- [Dataset excerpts]:
Issue #430, opened 2023-12-08
Add support for disabling resources in twingate_resource


twingate-blee:
### New functionality

- (Optional) `is_active` of type `Boolean`
  - Set the resource as active or inactive. Default is `true`

Behavior

- Setting `is_active` to false for a Resource will set the resource as disabled in the console.
![Screenshot 2023-12-08 at 1 47 56 PM](https://github.com/Twingate/terraform-provider-twingate/assets/56551241/eedb7be7-ab48-4652-82e8-b86062ae468c)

- [Exercise aim]: Print out, without change, each line from the line holding "### New functionality" to the final line of the material.

- [Task output]:
### New functionality

- (Optional) `is_active` of type `Boolean`
  - Set the resource as active or inactive. Default is `true`

Behavior

- Setting `is_active` to false for a Resource will set the resource as disabled in the console.
![Screenshot 2023-12-08 at 1 47 56 PM](https://github.com/Twingate/terraform-provider-twingate/assets/56551241/eedb7be7-ab48-4652-82e8-b86062ae468c)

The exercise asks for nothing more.